[Stored dataset items]

PR #405, opened 2022-03-04
changed translation 1024 -> 128

Topvennie:
Max Savelocs changed to 128 but translation file never got updated.

That's the only thing ¯\_(ツ)_/¯

### DIFF
--- a/addons/sourcemod/translations/surftimer.phrases.txt
+++ b/addons/sourcemod/translations/surftimer.phrases.txt
@@ -535,7 +535,7 @@
 	"Commands8"
 	{
 		"#format"	"{1:s}"
-		"en"		"{1} How did you hit 1024 save locs?"
+		"en"		"{1} How did you hit 128 save locs?"
 	}
 	"Commands9"
 	{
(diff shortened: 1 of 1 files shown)


addons/sourcemod/translations/surftimer.phrases.txt
```diff
@@ -535,7 +535,7 @@
 	"Commands8"
 	{
 		"#format"	"{1:s}"
-		"en"		"{1} How did you hit 1024 save locs?"
+		"en"		"{1} How did you hit 128 save locs?"
```
sneak-it, line 538: I agree with the sentiment - while we are correcting the figure, a proper, less silly message would be preferable. Something along the lines of "Maximum of 128 savelocs created" perhaps.

Topvennie: I changed the message, lmk if it's alright.

sneak-it:
Looks great, thank you!

sneak-it (approved):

▸ **AIM OF THE TASK**: Which lines above contain the word "addons"? List them.

▸ **SOLUTION TO THIS EXERCISE**:
--- a/addons/sourcemod/translations/surftimer.phrases.txt
+++ b/addons/sourcemod/translations/surftimer.phrases.txt
addons/sourcemod/translations/surftimer.phrases.txt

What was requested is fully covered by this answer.